I try to read opposing views often, as that pretty much fits my job description for running WUWT, but not everyone does this. Some people are so steeped in tribalism that they won’t even venture outside of their comfort zone to see what the other side is saying, and when offered information by “outsiders”, flatly refuse to even consider it or even become combative towards anyone that suggests it. They tend to prefer being surrounded only by people they like and content that they agree with, and consider giving attention to any other views as “false balance”. Joe Romm and his Climate Progress blog is a good example of this, which is why he has such few comments these days. WUWT often posts press releases generated by the opposite side of the debate verbatim, so that we can consider the merit, I also post articles where I disagree with some of the content, but we also have our own problems like any collection of like minded people.
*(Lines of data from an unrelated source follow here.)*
PR #5352, opened 2026-02-02
Remove `cachetools` dependency

rashidakanchwala:
## Description

`Cachetools` 7 introduced several breaking changes that made `@cachedmethod` significantly stricter, including converting it into a descriptor and requiring instances to have a mutable `__dict__`. 
These assumptions do not align well with Kedro’s `ParallelRunner`, which relies on pickling and unpickling dataset instances across processes, and this resulted in runtime failures when upgrading to `cachetools` 7. Although pinning the dependency avoided the immediate issue, further investigation showed that `cachetools` is not well-suited to this use case. Kedro only caches two values per dataset instance (the resolved load and save versions) and does not require eviction policies, TTLs, or multi-key caching.

As a long-term solution, this change removes the `cachetools` dependency and replaces it with lightweight manual caching. This simplifies the implementation, removes an unnecessary dependency, and avoids future breakages in parallel execution.

## Development notes
- Replaced `@cachedmethod` usage with manual per-instance caching for resolved load ~~and save~~ versions.
- ~~Added explicit thread-safety using a per-instance lock to ensure correct behavior under `ThreadRunner`~~
- ~~Preserved multiprocessing compatibility by excluding the lock from pickling via `__getstate__` and `__setstate__`, ensuring ParallelRunner continues to work correctly.~~
- `Cachetools` is still currently used in `kedro-datasets` for `PartitionedDataset` and `IncrementalDataset`. Another change to remove this dependency there is tracked in the related PR: https://github.com/kedro-org/kedro-plugins/pull/1297. The test suite for this PR has been executed  tempoerarily against the branch referenced in that PR.

## Checklist

### DIFF
--- a/tests/io/test_core.py
+++ b/tests/io/test_core.py
@@ -621,30 +621,6 @@ class TestAbstractVersionedDataset:
         assert my_versioned_dataset._cached_load_version is None
         assert my_versioned_dataset._cached_save_version is None
 
-    def test_fetch_latest_save_version_caching(self, my_versioned_dataset, mocker):
-        # Mock generate_timestamp to return predictable values
-        mock_generate = mocker.patch(
-            "kedro.io.core.generate_timestamp",
-            side_effect=["2024-01-01T00.00.00.000Z", "2024-01-02T00.00.00.000Z"],
-        )
-
-        # First call should generate and cache
-        result1 = my_versioned_dataset._fetch_latest_save_version()
-        assert result1 == "2024-01-01T00.00.00.000Z"
-        assert my_versioned_dataset._cached_save_version == "2024-01-01T00.00.00.000Z"
-        mock_generate.assert_called_once()
-
-        # Second call should return cached value without calling generate_timestamp again
-        result2 = my_versioned_dataset._fetch_latest_save_version()
-        assert result2 == "2024-01-01T00.00.00.000Z"
-        mock_generate.assert_called_once()  # Still only called once
-
-        # Clear cache and call again - should generate new timestamp
-        my_versioned_dataset._clear_version_cache()
-        result3 = my_versioned_dataset._fetch_latest_save_version()
-        assert result3 == "2024-01-02T00.00.00.000Z"
-        assert mock_generate.call_count == 2
-
     def test_fetch_latest_load_version_success(self, my_versioned_dataset, mocker):
         mock_get_versioned_path = mocker.patch(
             "kedro.io.core.AbstractVersionedDataset._get_versioned_path",


kedro/io/core.py
```diff
@@ -870,7 +890,33 @@ def exists(self) -> bool:
 
     def _release(self) -> None:
         super()._release()
-        self._version_cache.clear()
+        # Clear version cache
+        with self._version_cache_lock:
+            self._cached_load_version = None
+            self._cached_save_version = None
```
DimedS: It seems to make sense to wrap this logic in a helper like `self._clear_version_cache()`

kedro/io/core.py
```diff
@@ -870,7 +890,33 @@ def exists(self) -> bool:
...
+
+    def __getstate__(self) -> dict[str, Any]:
```
DimedS: This part isn’t particularly elegant, but I’m not sure there’s a clean way to avoid the two methods here.

rashidakanchwala:
> Additionally, could you clarify why we need self._cached_save_version at all? In my understanding, we only need this value once - at the moment we save the dataset (and we already clear the cache before saving). At that point we determine a new save destination, generate the version, save to it, and that’s it. The next save should naturally go to a new version.

@DimedS thanks, that makes sense. I initially followed the same logic we had with cachetools, since I wanted to avoid changing behavior as part of removing the dependency.

I agree this could potentially be simplified. I’ll wait to see if @merelcht  and @elena-khaustova-qb  have any other thoughts as well, and then make that change.

kedro/io/core.py
rashidakanchwala: Agreed, I don’t like it either. I added `__getstate__`/`__setstate__` so the per-instance lock doesn’t get pickled, which is required for Python multiprocessing (ParallelRunner). I couldn’t find a cleaner way to keep the lock for threads while staying pickle-safe.

Also, we had to handle a similar pickling issue with the previous cachetools approach too and this ends up being a simpler version of that workaround.

ElenaKhaustova (commented):
Thank you, @rashidakanchwala!

The overall direction of removing cachetools and replacing it with manual per-instance caching looks good and addresses the compatibility issues introduced in cachetools 7.

One point I’d like to revisit is the introduction of `RLock`. The previous implementation using `@cachedmethod + Cache` was not thread-safe and did not provide atomicity guarantees under `ThreadRunner` (duplicate computation and last-write-wins behavior were possible and accepted). From that perspective, adding a lock changes semantics rather than preserving existing behavior.

From a `ParallelRunner` perspective, this also doesn’t introduce new concerns: even with shared-memory datasets, dataset instances are not shared across processes. Each worker receives its own unpickled instance, so version caching has always been process-local. This was true with `cachetools` and remains true with the manual cache, with or without a lock. A per-instance lock therefore doesn’t affect multiprocessing correctness either way.

Given that, if the goal of this PR is to remove `cachetools` while keeping behavior equivalent, I think we can safely omit the lock for now and keep the change focused. Introducing explicit thread-safety is a reasonable improvement, but it’s not related to the `cachetools` removal and could be addressed in a follow-up PR with a clear motivation.

This would help avoid bundling two behavior changes (dependency removal + stronger concurrency guarantees) into a single change.

rashidakanchwala:
@ElenaKhaustova You’re right ... thanks for pointing this out. I had assumed cachetools implicitly handled threading, but that’s incorrect: cachedmethod only provides thread-safety when a lock is explicitly passed, which we weren’t doing before.

This does simplify things. I’ve updated the code accordingly to keep the behavior aligned with the previous implementation... much simpler now 🙂

rashidakanchwala:
@DimedS I initially removed it based on your point, but added it back as discussed. I’m not entirely sure about all the call paths, but the intent is to avoid accidentally generating two slightly different timestamps during a save

ElenaKhaustova (approved):
Thank you, @rashidakanchwala, LGTM!

I agree that we should not remove the saved version; we should only reimplement the behaviour equivalent to the one with cache, but without it.

PR #5356, opened 2026-02-05
Add warnings when Node returns value but outputs=None

### LINKED ISSUE #5232: Pipeline/node validation is not catching discrepancy in node output.
## Description

Initially pointed out here: https://github.com/kedro-org/kedro/issues/5226
Discrepancy originally found on kedro-starters fixed here: https://github.com/kedro-org/kedro-starters/pull/299

Kedro node validation did not raise any kind of warning when a node output was set to `None` in `pipeline.py` but returned a dict on the node function itself.

Suggestions:
- Test if other similar discrepancies are caught (e.g. does an error occur when pipeline definition outputs something but node returns `None`?).
- Add validation for these cases.

rashidakanchwala:
## Description

Resolves #5232

## Development notes

This PR adds validation for the `outputs=None` case in node._outputs_to_dictionary().
If a node function returns a value while `outputs=None`, Kedro now emits a clear, actionable warning explaining that the return value will be ignored and how to fix the node definition.

I also checked for other missing node-level validations. The inverse case, where outputs are defined but the function returns None is already handled at the dataset layer. Attempting to save None to a dataset raises a DatasetError, with existing coverage in the sequential and parallel runner tests. Since this behavior is already validated downstream, no additional node-level validation was added.

## Checklist

### DIFF
--- a/.github/workflows/e2e-tests.yml
+++ b/.github/workflows/e2e-tests.yml
@@ -33,8 +33,6 @@ jobs:
           activate-environment: true
       - name: Install dependencies
         run: |
-          # TEMP: For passing tests, will be removed before merge
-          uv pip install "git+https://github.com/kedro-org/kedro-plugins.git@fix/remove-cachetools-deps#subdirectory=kedro-datasets"
           make install-test-requirements
           uv pip install pip
           make install-pre-commit
--- a/.github/workflows/unit-tests.yml
+++ b/.github/workflows/unit-tests.yml
@@ -30,8 +30,6 @@ jobs:
           activate-environment: true
       - name: Install dependencies
         run: |
-            # TEMP: For passing tests, will be removed before merge
-            uv pip install "git+https://github.com/kedro-org/kedro-plugins.git@fix/remove-cachetools-deps#subdirectory=kedro-datasets"
             make install-test-requirements
             make install-pre-commit
       - name: pip freeze
--- a/tests/io/test_data_catalog.py
+++ b/tests/io/test_data_catalog.py
@@ -625,29 +625,31 @@ class TestDataCatalog:
                     ds_name="bad", ds_config="not_dict"
                 )
 
-        def test_confirm(self, tmp_path, caplog, mocker):
-            """Confirm the dataset"""
-            with caplog.at_level(logging.INFO):
-                mock_confirm = mocker.patch(
-                    "kedro_datasets.partitions.IncrementalDataset.confirm"
-                )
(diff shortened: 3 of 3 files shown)


kedro/pipeline/node.py
```diff
@@ -663,6 +663,15 @@ def _from_list() -> dict:
...
 
         if self._outputs is None:
+            if outputs is not None:
+                node_name = self._name or self._func_name
+                warnings.warn(
+                    f"Node '{node_name}' returned a value of type "
+                    f"'{type(outputs).__name__}', but outputs=None. "
+                    f"This value will not be included in the pipeline outputs. "
+                    f"To keep it, specify outputs in the node definition.",
+                    UserWarning,
```
ravi-kumar-pilla, line 674: > but outputs=None.

This part of the message is a bit hard to follow. [Nit] suggestion -

```py
(
    f"Node '{node_name}' returned a value of type "
    f"'{type(outputs).__name__}', but the node is defined with outputs=None. "
    "As a result, this value will be discarded and not included in the "
    "pipeline outputs. To persist the result, specify one or more outputs "
    "in the node definition."
)

```

or

```py
(
    f"Node '{node_name}' returned a value of type "
    f"'{type(outputs).__name__}', but the node is defined with outputs=None. "
    "Kedro ignores return values for nodes without declared outputs. "
    "If this return value is intentional, declare outputs in the node "
    "definition to include it in the pipeline."
)

```
Thank you

lrcouto (approved):
Tested it locally and it works. I also like Ravi's second suggestion for the warning message.

kedro/pipeline/node.py
ravi-kumar-pilla: Thank you for updating the message @rashidakanchwala . One design question would be, is this warning required for every node that has this issue or can we stick to showing the warning only once like we did for [previews](https://github.com/kedro-org/kedro/pull/5328/changes#diff-26deb45c9dfb4d41c486319bdfd4e858f42aa728e2efbcbeb68496a0445f11adR189) and other cases earlier ?

rashidakanchwala: Warning once makes sense for preview_fn since it’s a global feature-level notice.
This case is node-specific: if multiple nodes are incorrect, warning only once could mean the user fixes the first node but misses the second or third. So I think we should keep emitting the warning for every affected node. If it turns out to be too noisy and users raise concerns, we can always revisit and refine the behaviour later.

PR #1090, opened 2024-11-20
feat(ui): reward replay

shanimal08:
Description
---
- config updates:
  - ~~added replayed items to app config (since the requirements only allow for one replay per app install)~~
  - removed old config flags we don't need any more 
- UI updates:
  - added replay button to history item and missed item counter to wallet button
  - added individual replay text to `Earnings.tsx` for the animatin
- logic updates:
  - add check to `useEarningsRecap` to set reward counter
  - added `handleWinReplay` action to `useBlockchainVisualisationStore` to handle individual replay animations (whether mining or not)

Motivation and Context
---
- https://tari.atlassian.net/browse/TC-47

How Has This Been Tested?
---
- locally:

https://github.com/user-attachments/assets/fa704cb0-8965-406c-a2e4-fde2dc472c97

(when not mining animation state has to be started, then stopped after)

https://github.com/user-attachments/assets/3c008eb1-6dc8-40f5-b1d4-f8cb9c5e1108

---
- open wallet and replay any history item animation
- if you leave it mining for a while unfocused/minimised and come back with recaps, there should be a notification with a counter of the wind you missed.
- opening the wallet to go replay should clear the counter

Breaking Changes
---

- [x] None


src/store/useAppConfigStore.ts
```diff
@@ -41,7 +44,7 @@ const initialState: State = {
     config_version: 0,
     config_file: undefined,
     mode: 'Eco',
-    auto_mining: true,
```
brianp, line 44: Was this the feature gate for `mine_on_app_start`?

brianp (commented):
I don't love storing the id's in the app config. As it's not config. Do we have any other storage options that aren't local storage, and also not config?

brianp:
This needs a "clear all" button. If we're adding a notification style red number. I personally don't want a notification left there, and also don't want to have to click and watch every single replay.

src/store/useAppConfigStore.ts
shanimal08: nope that'd be [`mine_on_app_start`](https://github.com/tari-project/universe/pull/1090/files#diff-cd1133f102d8444a5d366fbd1e7d5878e3908ba7f1d41ea778a6893426af8a63R48) `auto_mining` is the flag from aaages ago

shanimal08:
> This needs a "clear all" button. If we're adding a notification style red number. I personally don't want a notification left there, and also don't want to have to click and watch every single replay.

^ @metalaureate pls advise:D

brianp:
If you are away, and see the notification that you have 1 or 2 rewards on played. But since being back have won additional rewards. There is no way to know which reward is the one that can be played / is new.

Tas4tari:
Tested successfully on Windows 11, app version 0.7.1:

- open wallet and replay any history item animation

Unable to test the following as I have not yet won any tXTM to confirm notifications and replay:

- if you leave it mining for a while unfocused/minimised and come back with recaps, there should be a notification with a counter of the wind you missed.
- opening the wallet to go replay should clear the counter

PR #1097, opened 2024-11-21
fix(ui): history item

shanimal08:
Description
---
- moved the parent hover style reference and added to the right side items too
- noticed while testing the `showShareButton` check meant the replay button would also be hidden if you weren't logged in with airdrop so fixed up those checks too

Motivation and Context
---

| half of the history item styling wasn't updated on hover |
| :---: |
| image |

How Has This Been Tested?
---

- locally:

https://github.com/user-attachments/assets/e9a39322-addd-4c2f-ba04-eb06816bcf34

https://github.com/user-attachments/assets/fbf12ee8-2f34-41bf-be67-965e7dabd52e

https://github.com/user-attachments/assets/923a4a46-34ec-43ed-bf8e-17599258f612

**(only to show animation change:)**

https://github.com/user-attachments/assets/17c61044-4fb4-4750-af68-23aeb6e3589a

---

- check the history items when logged in and out with airdrop
- make sure the history item styling isn't peeking through anywhere on hover:3

Breaking Changes
---

- [x] None

### DIFF
--- a/src/containers/main/SideBar/components/Wallet/HistoryItem.styles.ts
+++ b/src/containers/main/SideBar/components/Wallet/HistoryItem.styles.ts
@@ -94,18 +94,12 @@ export const HoverWrapper = styled(m.div)`
     position: absolute;
     inset: 0;
     z-index: 4;
-    background-color: rgba(255, 255, 255, 0.1);
-    align-items: center;
-    display: flex;
-    flex-direction: row;
-    justify-content: flex-end;
-    height: 100%;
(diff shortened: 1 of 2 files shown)


peps:
Nice, one little thing, it's weird that the share button animates in on the `x` and the history button doesn't. 

To make it less distracting, I recommend removing the `x` animation on the share button and have them both fade in at the same speed on hover.

peps (approved):

PR #1098, opened 2024-11-21
fix(ui): bring fonts inline to optimize loading and remove more unused fonts

peps:
This PR is an effort to improve animation and font performance, especially on windows. 

- Load fonts inline in the `index.html` head instead of from `styled-components`
- Remove all unused fonts
- Remove GTAmerica font since it was only used in 1 place ( the history items ). Poppins looks fine here as well.


shanimal08 (approved):
LGTM, d'ya wanna just delete the stuff in `theme/fonts` too though :D

peps:
> LGTM, d'ya wanna just delete the stuff in `theme/fonts` too though :D

done

brianp (approved):
Game changer on windows.

Issue #851, opened 2024-10-15
Release version: 0.5.22: WebGL errors still prevalent on Sentry


Tas4tari:
**Describe the bug**
When checking Sentry, I founnd that there are still WebGL issues that are showing up:
https://tari-labs.sentry.io/issues/?end=2024-10-15T11%3A31%3A59&environment=production&groupStatsPeriod=auto&project=4507979991285760&query=release%3Atari-universe%400.5.22&sort=freq&start=2024-10-14T17%3A06%3A00
**Screenshot:**
<img width="1552" alt="Screenshot 2024-10-15 at 1 40 25 PM" src="https://github.com/user-attachments/assets/bcae6ec1-c595-4fec-b3a7-194033cbbd87">

mmrrnn:
![Image](https://github.com/user-attachments/assets/53ec061a-c878-4823-8cd2-aae8531ccfc2)


```
 2024-11-07 12:38:00.624873601 ERROR "THREE.WebGLRenderer: Error creating WebGL context."
 2024-11-07 12:38:01.226404014 INFO  "Updater event" "Log Item" "UPTODATE"
 2024-11-07 12:38:01.422842358 INFO  "Updater event" "Log Item" "UPTODATE"
 2024-11-07 12:39:10.836055560 INFO  "Mining starting...."
 2024-11-07 12:39:10.836213986 INFO  "Fetching applications versions"
 2024-11-07 12:39:10.836265539 INFO  "Fetching applications versions"
 2024-11-07 12:39:10.850584119 INFO  "Mining started."
```

all the time on my appImage build on ubuntu. It works fine on dev and manual build

mmrrnn:
LINUX
--
During testing, I have noticed that there is a difference in behavior between my local build and the public build in terms of losing the WebGL context. This issue seems to be related to the fact that the local build was created on different hardware than the public build, causing compatibility issues with the WebGL context.

brianp:
Does this context error actually prevent the visuals from rendering?

If so, is there any way we can check for disabled hardware acceleration then
- not initialize the visuals
- disable visual mode by default, and not allow it to be enabled

PR #1102, opened 2024-11-22
fix: webgl not supported

mmrrnn:
[#851](https://github.com/tari-project/universe/issues/851)

When WebGL not supported, disable visual mode, display snackbar and send info to the sentry
Screenshot from 2024-11-22 00-20-42
Screenshot from 2024-11-22 00-24-31
Screenshot from 2024-11-22 00-22-33


src/App/App.tsx
```diff
@@ -15,6 +19,19 @@ import AppContent from './AppContent';
 export default function App() {
     const isShuttingDown = useShuttingDown();
     const isSettingUp = useAppStateStore((s) => s.isSettingUp);
+    const setError = useAppStateStore((s) => s.setError);
+    const setIsWebglNotSupported = useUIStore((s) => s.setIsWebglNotSupported);
+    const { t } = useTranslation('common', { useSuspense: false });
+
+    useEffect(() => {
+        if (!window.WebGL2RenderingContext && !window.WebGLRenderingContext) {
+            Sentry.captureMessage('WebGL not supported by the browser', { extra: { userAgent: navigator.userAgent } });
```
brianp, line 28: > and send info to the sentry

I think if we've identified WebGL is not supported, we've prevented the context error, there's no need to send any info to sentry. It's just noise at that point. Maybe best to log it, so it's recorded somewhere local to the instance.

brianp (changes requested):

src/App/App.tsx
mmrrnn: Error won't be sent to sentry since I prevented from animation init. Decided do send messages to sentry to check what browsers users use when it happens

mmrrnn: So I can maybe improve this

Tas4tari:
Checked on Sentry and did not see any webgl errors for app version 0.7.7:
https://tari-labs.sentry.io/issues/?cursor=1%3A10%3A0&end=2024-11-26T08%3A51%3A59&environment=production&groupStatsPeriod=auto&page=1&project=4507979991285760&query=release%3Atari-universe%400.7.7&referrer=issue-list&sort=freq&start=2024-11-24T10%3A25%3A00

PR #1108, opened 2024-11-22
chore: dedupe sentry logging | ignore already getting x warns | fix lints

shanimal08:
Description
---

noticed the actual error from BE wasn't logged in sentry re. paper_wallet details, then noticed the amount of duplications

- removed `Sentry.captureException(`s in each `catch` because we are already using the `captureConsoleIntegration` 
- added ignore for all the `"Already getting ...."` warnings from BE which are being logged as errors clogging up sentry
- made sure all `console.error`s have a short description and are passing the error through
- fixed lints

### DIFF
--- a/src/App/AppWrapper.tsx
+++ b/src/App/AppWrapper.tsx
@@ -1,3 +1,4 @@
+import { IGNORE_FETCHING } from '@app/App/sentryIgnore';
 import { useDisableRefresh } from '@app/hooks/useDisableRefresh';
 import { useListenForExternalDependencies } from '@app/hooks/useListenForExternalDependencies';
 import { useUpdateListener } from '@app/hooks/useUpdateStatus';
@@ -16,7 +17,7 @@ import App from './App.tsx';
 const environment = import.meta.env.MODE;
 const sentryOptions = {
     dsn: 'https://edd6b9c1494eb7fda6ee45590b80bcee@o4504839079002112.ingest.us.sentry.io/4507979991285760',
-    integrations: [Sentry.captureConsoleIntegration({ levels: ['warn', 'error'] })],
+    integrations: [Sentry.captureConsoleIntegration({ levels: ['warn', 'error'] }), Sentry.extraErrorDataIntegration()],
     release: packageInfo.version,
     environment,
     // Set tracesSampleRate to 1.0 to capture 100%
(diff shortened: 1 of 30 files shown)


src/App/AppWrapper.tsx
```diff
@@ -16,14 +17,15 @@ import App from './App.tsx';
 const environment = import.meta.env.MODE;
 const sentryOptions = {
     dsn: 'https://edd6b9c1494eb7fda6ee45590b80bcee@o4504839079002112.ingest.us.sentry.io/4507979991285760',
-    integrations: [Sentry.captureConsoleIntegration({ levels: ['warn', 'error'] })],
+    integrations: [Sentry.captureConsoleIntegration({ levels: ['warn', 'error'] }), Sentry.extraErrorDataIntegration()],
```
brianp, line 20: Couldn't we just turn this down to `'error'` and remove `'warn'` and then Sentry wouldn't get warnings, or am I oversimplifying it?

shanimal08: we don't actually have that many `console.warn`s, none we've added specifically, usually they come from the webview console and that's where a couple of the webgl warnings come from so figured it'd be good to leave in... 

when i said here 

> added ignore for all the "Already getting ...." warnings from BE which are being logged as errors clogging up sentry

the "warn"ings are warns from BE which come to the FE as errors in the catch, separate from `console.warn()` warnings 😅 

those three warnings/errors are the main ones clogging up sentry, and i don't think we need them logged really... certainly not in sentry (but didn't want to remove the source logs entirely:D)

brianp: hmm, I guess i'm okay with it for now. Would be nice if the BE and FE could negotiate the difference between a warning and an error by type instead of by message but that can be a future enhancement.

shanimal08: think the tauri v2 sentry plugin  will help a bunch;)

Tas4tari:
Checked sentry : Open Issues for v0.7.7: 
https://tari-labs.sentry.io/issues/?cursor=1%3A10%3A0&end=2024-11-26T06%3A56%3A59&environment=production&groupStatsPeriod=auto&page=1&project=4507979991285760&query=release%3Atari-universe%400.7.7&referrer=issue-list&sort=freq&start=2024-11-24T10%3A25%3A00
And confirmed that I could not see any `Already getting miner metrics` messages

PR #1110, opened 2024-11-22
fix: app_config overrides

mmrrnn:
Description
---
We've found with @Misieq01 what's causing the `app_config` overrides. It's because older versions have: `custom_max_gpu_usage: Option<u32>`(which is `null` as default). It was later changed to `custom_max_gpu_usage: Vec<GpuThreads>`(which is `[]` by default). It was treated as types inconsistency by serde which led to using and saving default app config

### DIFF
--- a/src-tauri/src/app_config.rs
+++ b/src-tauri/src/app_config.rs
@@ -52,8 +52,11 @@ pub struct AppConfigFromFile {
     reset_earnings: bool,
     eco_mode_cpu_threads: Option<u32>,
     ludicrous_mode_cpu_threads: Option<u32>,
+    #[serde(default = "default_vec_string")]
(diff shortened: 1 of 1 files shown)


MCozhusheck (approved):

brianp:
As a testing note: This PR doesn't address the problem of configs being reset to default. A config created with 0.7.1 will get *entirely* reset when upgrading even with this fix.

If I set my monero address in 0.7.1, and then update to this branch. My monero address will be reset back to default, as the old config is still considered corrupt. Users will still suffer the issue on all versions before 0.7.3.

Tas4tari:
Tested successfully on Windows, app version 0.7.7 by checking app config which shows as:
`custom_max_gpu_usage:[]``

Issue #1105, opened 2024-11-22
Re-enable long block animation


brianp:
# Description

We disabled the long block animation as it was conflicting with multiple other animations, and causing weird states.

Work out the strange state issues with other animations, and re-enable the long block.

Related to https://github.com/tari-project/universe/pull/1071

PR #1113, opened 2024-11-22
fix: fixed animation build | add "long block" back & fix queue

shanimal08:
Description
---

adds fixed animation build

**long block changes:**

- added "long block" animation back
- added reset to error block on status change so the queue doesn't get clogged up waiting for the long block animation lifecycle
- updated `useMiningUiStateMachine` so we don't try to start or stop again if the statusIndex changes - made the checks stricter

**setup/main/shutdown screens animation changes:**

  - hide canvas on shut down
  - sped up durations
  - removed `AppContent` wrapper and just used `AnimatePresence` (no "wait" mode) so with `AppContentContainer` wrappers as direct children so there's no weird error about keys on shut down
  - add ui field for admin UI toggle of show setup (so we don't set up again)

**other changes:**

- check if macOS before trying to fetch Tor entry guards (saw the error locally and plenty in sentry) + small style tweak

Motivation and Context
---

- previous issue was that the animation either wouldn't stop if you stopped mining (most noticeable one), or the other states like fail or success might also not come up at the correct time after a "long block" had been added to the queue.
- resolves https://github.com/tari-project/universe/issues/1105

How Has This Been Tested?
---
- locally:

https://github.com/user-attachments/assets/5239b4a1-6554-4ae8-a697-a0cfa81ca687


mmrrnn (commented):
Tested successfully

mmrrnn (approved):

brianp (changes requested):
I did see the long block animation. After winning my first block the win animation played, then the green row "jumped up" a level, and now the green row won't go away.

image

I restarted, and successfully mined a block before the long block animation. The green row cleared as expected.

I continued mining, receiving the long block, and then winning, and got stuck with a green platform again.

brianp (changes requested):
Same replication steps as before. Green platform doesn't clear, and now a block is missing.

image

shanimal08:
i wasn't ready yet @brianp haven't pushed the missing block fix 😬

shanimal08:
https://github.com/user-attachments/assets/695e044d-5357-46d3-b585-2269e786ba0d

oki ready now @brianp :D

brianp:
Sorry @shanimal08 

The issue now seems intermittent. Or the circumstances have become even more specific. If I've won any blocks before a case where long block plays, and then I win, I don't see this problem.

But almost anytime I restart the app, and get long block, followed by winning that block it freezes.

This time I also captured the platform "jump" which might be a clue as to what the problem is.

https://github.com/user-attachments/assets/740d0f89-be27-44b2-b9d6-aea047ee0e52

brianp:
[universe-web.log](https://github.com/user-attachments/files/17919929/universe-web.log)

brianp (approved):
I have not reproduced the issue any longer. Seems like it could be fixed or it's your lucky afternoon 👀

Tas4tari:
Tested successfully thus far on Windows 11, app version 0.8.2 however I only saw 2 long block animations and I could stop mining successfully. I will be testing this further as I go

On the plus side, love it or hate it, WUWT is read almost equally by both sides of the climate debate, if it weren’t, it would not have so many blog spawn.
From MIT technology Review, h/t to Steven Mosher
How to Burst the “Filter Bubble” that Protects Us from Opposing Views
Computer scientists have discovered a way to number-crunch an individual’s own preferences to recommend content from others with opposing views. The goal? To burst the “filter bubble” that surrounds us with people we like and content that we agree with.
The term “filter bubble” entered the public domain back in 2011 when the internet activist Eli Pariser coined it to refer to the way recommendation engines shield people from certain aspects of the real world.Pariser used the example of two people who googled the term “BP”. One received links to investment news about BP while the other received links to the Deepwater Horizon oil spill, presumably as a result of some recommendation algorithm.This is an insidious problem. Much social research shows that people prefer to receive information that they agree with instead of information that challenges their beliefs. This problem is compounded when social networks recommend content based on what users already like and on what people similar to them also like.
This is the filter bubble—being surrounded only by people you like and content that you agree with.
And the danger is that it can polarise populations creating potentially harmful divisions in society.
Read the entire article here: http://www.technologyreview.com/view/522111/how-to-burst-the-filter-bubble-that-protects-us-from-opposing-views/
Ref: arxiv.org/abs/1311.4658 : Data Portraits: Connecting People of Opposing Views
Social networks allow people to connect with each other and have conversations on a wide variety of topics. However, users tend to connect with like-minded people and read agreeable information, a behavior that leads to group polarization. Motivated by this scenario, we study how to take advantage of partial homophily to suggest agreeable content to users authored by people with opposite views on sensitive issues. We introduce a paradigm to present a data portrait of users, in which their characterizing topics are visualized and their corresponding tweets are displayed using an organic design. Among their tweets we inject recommended tweets from other people considering their views on sensitive issues in addition to topical relevance, indirectly motivating connections between dissimilar people. To evaluate our approach, we present a case study on Twitter about a sensitive topic in Chile, where we estimate user stances for regular people and find intermediary topics. We then evaluated our design in a user study. We found that recommending topically relevant content from authors with opposite views in a baseline interface had a negative emotional effect. We saw that our organic visualization design reverts that effect. We also observed significant individual differences linked to evaluation of recommendations. Our results suggest that organic visualization may revert the negative effects of providing potentially sensitive content.